I’m not really sure I follow, it’s just a simplification, the most appropriate phrasing I guess would be “given A belongs to B, does it know B ‘owns’ A” like the examples given with “A is the son of B, is B the parent of A”
Looks like the findings are specifically about out-of-context learning, i.e. fine-tuning on facts like “Tom Cruise’s mother was Mary Lee Pfeiffer” is not enough to be able to answer a questions like “Who are the children of Mary Lee Pfeiffer?”, without any prompt engineering/tuning.

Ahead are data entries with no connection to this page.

PR #317, opened 2023-02-27
Add Cookie OOIs

### LINKED ISSUE #213: Add cookie objects

noamblitz:
## Changes
Add a cookie models and parsers

Closes #213 

## Proof
_Please paste some screenshots or other proof of your (working) change here. If you feel that this is not required (e.g. this PR is trivial), note that here._

To test you can either organically find a resource that has a Set-Cookie header or add a RawCookie manually

## Checklist for author(s):
- [ ] This PR comes from a `feature` or `hotfix` branch, in line with our git branching strategy;
- [ ] This PR is "bite-sized" and only focuses on a single issue, problem, or feature;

However, if you have in the context something like “Who was Tom Cruise’s mother?”, then the LLM has no problem answering correctly “Who are the children of Mary Lee Pfeiffer?”, listing all the children, including Tom Cruise.
Note that it would be confusing even to a human to ask “Who is the son of Mary Lee Pfeiffer?”, which is what they test on, since the lady had more than one son. That was the point of my comment, it’s just a misleading question.
But that’s not the issue in general that the researchers have unearthed, as I assumed based on the “A is B” summary, so yeah, it’s just a poor choice of wording.
Spaghetti is pasta, but pasta is not (necessarily) spaghetti, right?